In our example we want to represent the city of Münster and filter out the city of Münster via the field "gen" (municipality name): "gen"='Münster'.
We realize that not only one but several cities in Germany are called Münster and a filter via the municipality name can quickly lead to errors. Therefore you should ALWAYS filter using the official municipality key (AGS): "ags"='05515000'.

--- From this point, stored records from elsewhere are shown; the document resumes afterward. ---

PR #4725, opened 2024-08-07
Fix the sources table crash

### LINKED ISSUE #4724: Repeated sorting of the sources table causes page freeze
## Description

Clicking on the table header more than once results in the site hanging or even crashing. Must be some faulty logic or recursion in the sorting logic.

Caused by a circular `computed` in VSourcesTable when sorting the list. Because the computed pulls a reference from the store, and uses Array.prototype.sort to sort the list, the computed itself mutates the state that it depends on, causing the loop.

Copying the list in the computed is very slow. Instead, we can either use a `watch`, so we can explicitly define the dependencies of the `sortedProviders`, or sort the list in the event callback whenever the table headers are clicked and store the sorted list in a plain `ref`, instead of the computed.

## Reproduction

_Be careful: this will hang your browser_
1. Go to https://openverse.org/sources
2. Click on one of the sources table heading twice
3. See error. The browser hangs.

## Additional context

First reported by @zackkrida

obulat:
## Fixes

Fixes #4724 by @obulat

## Description

This PR replaces a computed for providers with a ref that is updated on a table header click.
It also changes the sorting order for the items count column: when you first click it, the items are sorted in a descending order instead of ascending order as in prod. This feels like an expected behavior for this column.

The providers data is fetched on every request in a plugin when starting the app, and is available when the user opens the sources page.

This fixes both the page hanging and the server-client mismatch that is available in production.

## Testing Instructions

Go to the sources page and click on the last column header several times. The rows should be sorted, and page should not freeze. You should also not see any `client-server hydration mismatch` logs in the console.

## Checklist

[best_practices]:

<details>

```
Version 1.1

1 Letterman Drive
Suite D4700
San Francisco, CA, 94129

    indicated in the file; or

    in the file; or

    it.

```

</details>


frontend/test/playwright/e2e/sources.spec.ts
```diff
@@ -16,3 +16,17 @@ test("sources table has links to source pages", async ({ page }) => {
 
   await expect(getH1(page, "Flickr")).toBeVisible()
 })
+
+// Tests the fix for https://github.com/WordPress/openverse/issues/4724
+test("sources table can be sorted", async ({ page }) => {
```
dhruvkb, line 21:
```suggestion
test("sources table can be sorted multiple times", async ({ page }) => {
```

dhruvkb (approved):
LGTM, the sorting works and clicking it multiple times does not crash anymore. It also fixes a nit I had with the production version that sorts in ascending order by default.

PR #4730, opened 2024-08-08
Fix mobile recent searches modal with banners

### LINKED ISSUE #2603: Prevent the header overlapping the main content when the banners are visible and skip-to-content is clicked
## Description

In #2538 we've added simplified skip-to-content links. The problem is that when the users click on the links, the page scrolls under the header. To prevent that, we've added the `scroll-mt-20` class. However, when the banners are visible, the header area becomes taller, and the content is still hidden beneath the header when you click on the "skip-to-content" link.

## Solution
We should use a `--header-height` css variable that is computed in the layouts to account for all of the banners and the header. This CSS variable should be used to set the `scroll-margin` of the `skip-to-content` link.

## Additional information
Originally noted in 2538 by @sarayourfriend :
> LGTM. The changes to prevent the header overlap work when there are no banners. With one banner at least part of the word is still visible, so while not ideal, there's the visual queue to scroll up a little to see the heading. Ideally we'd be able to correct the amount of margin for the number of banners present. A CSS custom property that gets updated by the banner components when they render is the only way I can think to do that, but it would need to be a manual approach rather than using the tailwind utilities for this.

_Originally posted by @sarayourfriend in https://github.com/WordPress/openverse/pull/2538#pullrequestreview-1521222386_

### LINKED ISSUE #4729: Input is not visible when recent searches are open on mobile and banners are visible
## Description

The recent searches modal hides part of the search bar when a banner is present.

## Reproduction

1. Clear `ui` cookies in your browser to make the analytics banner appear.
2. Go to https://openverse.org/search?q=cat
3. Click on the search bar to open the recent searches modal.
4. See error: more than half of the search bar is hidden.

## Screenshots

Screenshot 2024-08-08 at 7 32 07 AM

obulat:
_Marked as critical because this issue does not allow search on mobile when the banner is not dismissed_

## Fixes

Fixes #4729 by @obulat

## Description

This PR adds a `--header-height` CSS variable that is then used to compute the height of the modal backdrop, and the modal offset from the top to make sure that any banners inside the header element are taken into account.

I tried to also fix #2603 in this PR, but because clicking "Skip to content" _navigates_ to a `#content` hash route, it requires a [router options](https://nuxt.com/docs/guide/recipes/custom-routing#router-options) [scroll behavior changes](https://router.vuejs.org/guide/advanced/scroll-behavior).

## Testing Instructions

1. Clear the `ui` cookies in your browser, or use _incognito_ mode.
2. Use the _mobile, narrow_ screen width.
3. Run the app and go to `http://localhost:8443/search?q=cat` or `http://localhost:8443/ru/search?q=cat`
4. You should see a banner or two banners at the top.
5. Click on the search bar. The recent searches modal should open, and it should not hide any part of the search bar.

Now do the same in production: on https://openverse.org/ru/search?q=cat you should see 2 banners, and the recent searches modal hides the bottom banner as well as the search bar.

## Checklist

[best_practices]:

<details>

```
Version 1.1

1 Letterman Drive
Suite D4700
San Francisco, CA, 94129

    indicated in the file; or

    in the file; or

    it.

```

</details>

### DIFF
--- a/frontend/src/layouts/search-layout.vue
+++ b/frontend/src/layouts/search-layout.vue
@@ -1,6 +1,6 @@
 <script setup lang="ts">
 import { computed, onMounted, provide, ref, watch } from "vue"
-import { useScroll } from "@vueuse/core"
+import { useElementSize, useScroll } from "@vueuse/core"
 
 import { useUiStore } from "~/stores/ui"
 import { isSearchTypeSupported, useSearchStore } from "~/stores/search"
@@ -45,6 +45,7 @@ const showScrollButton = ref(false)
  * Note: template refs do not work in a Nuxt layout, so we get the `main-page` element using `document.getElementById`.
  */
 let mainPageElement = ref<HTMLElement | null>(null)
+let headerElement = ref<HTMLElement | null>(null)
 
 const { y: mainPageY } = useScroll(mainPageElement)
 watch(mainPageY, (y) => {
@@ -54,6 +55,14 @@ watch(mainPageY, (y) => {
 
 onMounted(() => {
   mainPageElement.value = document.getElementById("main-page")
+  headerElement.value = document.getElementsByClassName(
+    "header-el"
+  )[0] as HTMLElement
+})
+
+const { height } = useElementSize(headerElement)
+watch(height, (height) => {
+  uiStore.setHeaderHeight(height)
 })
 
 provide(IsHeaderScrolledKey, isHeaderScrolled)
--- a/frontend/test/playwright/e2e/recent-searches.spec.ts
+++ b/frontend/test/playwright/e2e/recent-searches.spec.ts
@@ -2,6 +2,7 @@ import { expect, test, type Page } from "@playwright/test"
 
 import {
   goToSearchTerm,
+  isPageDesktop,
   preparePageForTests,
   searchFromHeader,
   sleep,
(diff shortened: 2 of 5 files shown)


frontend/src/layouts/search-layout.vue
```diff
@@ -54,6 +55,14 @@ watch(mainPageY, (y) => {
...
 onMounted(() => {
   mainPageElement.value = document.getElementById("main-page")
+  headerElement.value = document.getElementsByClassName(
+    "header-el"
+  )[0] as HTMLElement
+})
+
+const { height } = useElementSize(headerElement)
+watch(height, (height) => {
+  uiStore.setHeaderHeight(height)
```
sarayourfriend, line 65: This is miserable :disappointed: I wish there was another easy way to fix this, but we've put ourselves into such a hole by managing the layout of these elements with JavaScript instead of CSS :face_with_diagonal_mouth: 

At the very least, it would be nice to clean this up in a fast-follow by creating a component to encapsulate this behaviour instead of selecting on the classname in a random part of the app. 

Not blocking this due to criticality.

frontend/test/playwright/e2e/recent-searches.spec.ts
```diff
@@ -100,53 +133,76 @@ breakpoints.describeMobileXsAndDesktop(({ breakpoint }) => {
     const recentSearchesText = await getRecentSearchesText(page)
     expect(recentSearchesText).toContain(noRecentLabel)
   })
+})
 
-  test("can open recent searches with keyboard", async ({ page }) => {
-    await executeSearches(page)
-    await tabToSearchbar(page)
-    await page.keyboard.press("ArrowDown")
+breakpoints.describeMobileXsAndDesktop(({ breakpoint }) => {
```
sarayourfriend, line 138: In a fast-follow PR, we should add a test that ensures the search box can be clicked when the recent searches is open at each breakpoint.

sarayourfriend (approved):
LGTM tested well locally. I have two comments that, were this PR not critical, I would block on. Instead, they should be done in a follow-up PR.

You don't always have access to geodata in different levels of detail and you don't always need the data in the highest spatial resolution for your project. It can even be counterproductive to use very detailed data on slow computers or for use on the web. The process of simplifying geodata is called generalization. There are several tools for this process but we often use the tool http://mapshaper.org/
Many people use QGIS to create good-looking static maps. But every user should be mindful that geographic INFORMATIONS systems like QGIS are primarily designed to provide answers to questions about spatial information. In the following we will address and solve these questions in a few small examples:
This is a very common task: It is required to combine statistical data (e.g. from the Federal Statistical Office) with their corresponding geometry and present the result.
We add the two input data sets to our GGIS project, which we want to merge and display together. The Federal Office of Cartography and Geodesy provides a layer with the districts (shapefile) and the Federal Statistical Office a table with the building completions from the year 2015.
The districts are simply added by drag & drop (shapefile). However, this is not quite as easy with the csv file. QGIS requires a csvt file to correctly display the data types per column.
The csv file can then be drag & dropped into the project. Now the data from the csv must be linked with the data from the shapefile. Under no circumstances should the name of the municipality be used as a key. There are indeed duplicate church names in Germany. The correct way is the join via the official municipality key (ags).
The data from the csv are now linked to the geometries of the shapefile. The display options can now be used to show the intensity of construction activity per county.
Of course, one could take a longer walk through the government district to answer this question. However, that would not be really efficient... So we follow a geo-approach by first downloading the input data from Openstreetmap and then spatially filtering them. As a little extra we use the universally loved buffer function.
First, we create a geojson file with the ring of the government district. This is a rare case, in which no already finished geodata are used.
One of my favorite plugins in QGIS is QuickOSM, with which you can very quickly import single features from Openstreetmap into QGIS (hence the very fitting name of the plugin).
In our example, both the government district and the cameras are already stored as Geojson in the folder with the example files. So we can now select the cameras that are inside the government district. For this we use the function "select by location".
In the lower bar QGIS displays a message that 123 cameras have now been selected. The selection is displayed in yellow. At the same time, however, it becomes clear that many cameras hang directly outside the government quarter. Actually, one would also like to count them.
With the help of the buffer function we can enlarge a given geometry evenly. We use a distance of 50 meters around the government district. The result is a new geometry that we can either temporarily keep in QGIS or save as a new geojson.
If we now carry out the spatial selection from the previous step again, the number of cameras recorded increases to 168.